(What the task requires): Under this line are the records; write out word for word the part that begins at the line containing "PR #338, opened 2017-05-04" and ends at the line containing "Closing here. Continuing in #340", and no more.

[Opening Supplied data section]

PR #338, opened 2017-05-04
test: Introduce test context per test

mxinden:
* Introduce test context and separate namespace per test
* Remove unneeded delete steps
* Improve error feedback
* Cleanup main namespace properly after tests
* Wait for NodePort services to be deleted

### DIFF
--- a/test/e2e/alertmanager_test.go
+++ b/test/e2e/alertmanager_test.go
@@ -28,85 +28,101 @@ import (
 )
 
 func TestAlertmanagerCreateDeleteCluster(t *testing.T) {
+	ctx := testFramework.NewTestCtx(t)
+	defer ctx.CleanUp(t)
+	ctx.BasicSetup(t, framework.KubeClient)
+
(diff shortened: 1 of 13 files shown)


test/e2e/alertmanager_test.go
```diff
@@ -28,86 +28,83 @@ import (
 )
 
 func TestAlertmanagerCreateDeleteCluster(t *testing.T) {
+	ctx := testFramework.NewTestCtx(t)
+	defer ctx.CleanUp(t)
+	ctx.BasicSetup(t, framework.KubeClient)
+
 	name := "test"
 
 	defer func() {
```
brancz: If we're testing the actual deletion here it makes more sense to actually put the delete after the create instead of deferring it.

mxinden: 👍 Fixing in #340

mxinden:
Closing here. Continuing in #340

[Closing Supplied data section]
[Opening Supplied data section]

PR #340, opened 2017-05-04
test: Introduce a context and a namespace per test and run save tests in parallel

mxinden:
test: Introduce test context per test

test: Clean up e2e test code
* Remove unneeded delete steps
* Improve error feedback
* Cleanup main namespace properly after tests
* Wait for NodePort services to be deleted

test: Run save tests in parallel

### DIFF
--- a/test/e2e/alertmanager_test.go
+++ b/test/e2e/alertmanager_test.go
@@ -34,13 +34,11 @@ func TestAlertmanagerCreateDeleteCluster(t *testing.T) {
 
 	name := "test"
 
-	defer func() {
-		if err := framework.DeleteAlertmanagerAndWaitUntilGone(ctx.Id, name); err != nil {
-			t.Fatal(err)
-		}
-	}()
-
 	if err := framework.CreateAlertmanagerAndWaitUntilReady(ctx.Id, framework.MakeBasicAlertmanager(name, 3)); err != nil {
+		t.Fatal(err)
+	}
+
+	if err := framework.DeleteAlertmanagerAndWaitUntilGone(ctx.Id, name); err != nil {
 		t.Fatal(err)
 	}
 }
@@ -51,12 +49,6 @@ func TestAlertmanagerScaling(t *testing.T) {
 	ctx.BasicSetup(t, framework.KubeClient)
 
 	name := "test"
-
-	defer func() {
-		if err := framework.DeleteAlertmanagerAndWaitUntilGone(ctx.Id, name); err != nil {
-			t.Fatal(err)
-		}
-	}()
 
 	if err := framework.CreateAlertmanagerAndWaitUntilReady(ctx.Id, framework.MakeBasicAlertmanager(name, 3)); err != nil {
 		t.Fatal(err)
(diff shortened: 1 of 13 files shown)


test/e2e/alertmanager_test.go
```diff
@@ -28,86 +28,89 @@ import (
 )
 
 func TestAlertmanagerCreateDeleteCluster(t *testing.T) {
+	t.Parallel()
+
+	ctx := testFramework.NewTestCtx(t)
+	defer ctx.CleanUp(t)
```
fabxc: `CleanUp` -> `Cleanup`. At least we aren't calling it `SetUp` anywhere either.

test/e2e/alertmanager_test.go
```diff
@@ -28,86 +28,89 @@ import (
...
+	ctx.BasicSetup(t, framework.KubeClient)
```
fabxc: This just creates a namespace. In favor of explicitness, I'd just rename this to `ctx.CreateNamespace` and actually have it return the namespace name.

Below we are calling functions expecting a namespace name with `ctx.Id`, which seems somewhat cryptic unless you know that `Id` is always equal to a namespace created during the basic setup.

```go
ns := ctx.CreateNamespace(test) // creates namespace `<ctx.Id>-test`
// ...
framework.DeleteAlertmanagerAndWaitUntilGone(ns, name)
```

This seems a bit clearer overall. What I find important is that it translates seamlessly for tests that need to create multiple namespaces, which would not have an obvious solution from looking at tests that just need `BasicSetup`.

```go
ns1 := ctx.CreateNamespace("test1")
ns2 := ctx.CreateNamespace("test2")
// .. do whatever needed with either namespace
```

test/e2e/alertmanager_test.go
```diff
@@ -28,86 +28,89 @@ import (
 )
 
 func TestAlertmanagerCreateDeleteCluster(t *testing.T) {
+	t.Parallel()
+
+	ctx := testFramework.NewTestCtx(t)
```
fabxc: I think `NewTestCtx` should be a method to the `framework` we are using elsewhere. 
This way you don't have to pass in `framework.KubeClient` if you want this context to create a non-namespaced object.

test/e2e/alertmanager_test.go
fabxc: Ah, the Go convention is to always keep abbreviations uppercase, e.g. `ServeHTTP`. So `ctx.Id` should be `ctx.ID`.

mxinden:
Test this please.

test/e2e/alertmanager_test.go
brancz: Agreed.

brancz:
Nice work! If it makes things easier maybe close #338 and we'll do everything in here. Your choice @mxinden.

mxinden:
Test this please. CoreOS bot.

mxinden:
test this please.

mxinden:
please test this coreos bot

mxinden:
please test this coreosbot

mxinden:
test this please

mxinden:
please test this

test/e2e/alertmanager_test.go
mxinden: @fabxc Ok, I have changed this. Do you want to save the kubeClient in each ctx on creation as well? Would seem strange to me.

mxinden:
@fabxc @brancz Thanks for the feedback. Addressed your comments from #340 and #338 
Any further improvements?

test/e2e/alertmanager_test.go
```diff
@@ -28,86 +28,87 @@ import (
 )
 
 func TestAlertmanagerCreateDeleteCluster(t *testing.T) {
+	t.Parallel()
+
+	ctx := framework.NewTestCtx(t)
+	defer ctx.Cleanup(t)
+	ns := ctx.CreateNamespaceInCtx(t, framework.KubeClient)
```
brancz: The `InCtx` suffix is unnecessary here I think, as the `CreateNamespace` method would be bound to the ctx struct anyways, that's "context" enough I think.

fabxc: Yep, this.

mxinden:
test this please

[Closing Supplied data section]

(Response area):
PR #338, opened 2017-05-04
test: Introduce test context per test

mxinden:
* Introduce test context and separate namespace per test
* Remove unneeded delete steps
* Improve error feedback
* Cleanup main namespace properly after tests
* Wait for NodePort services to be deleted

### DIFF
--- a/test/e2e/alertmanager_test.go
+++ b/test/e2e/alertmanager_test.go
@@ -28,85 +28,101 @@ import (
 )
 
 func TestAlertmanagerCreateDeleteCluster(t *testing.T) {
+	ctx := testFramework.NewTestCtx(t)
+	defer ctx.CleanUp(t)
+	ctx.BasicSetup(t, framework.KubeClient)
+
(diff shortened: 1 of 13 files shown)


test/e2e/alertmanager_test.go
```diff
@@ -28,86 +28,83 @@ import (
 )
 
 func TestAlertmanagerCreateDeleteCluster(t *testing.T) {
+	ctx := testFramework.NewTestCtx(t)
+	defer ctx.CleanUp(t)
+	ctx.BasicSetup(t, framework.KubeClient)
+
 	name := "test"
 
 	defer func() {
```
brancz: If we're testing the actual deletion here it makes more sense to actually put the delete after the create instead of deferring it.

mxinden: 👍 Fixing in #340

mxinden:
Closing here. Continuing in #340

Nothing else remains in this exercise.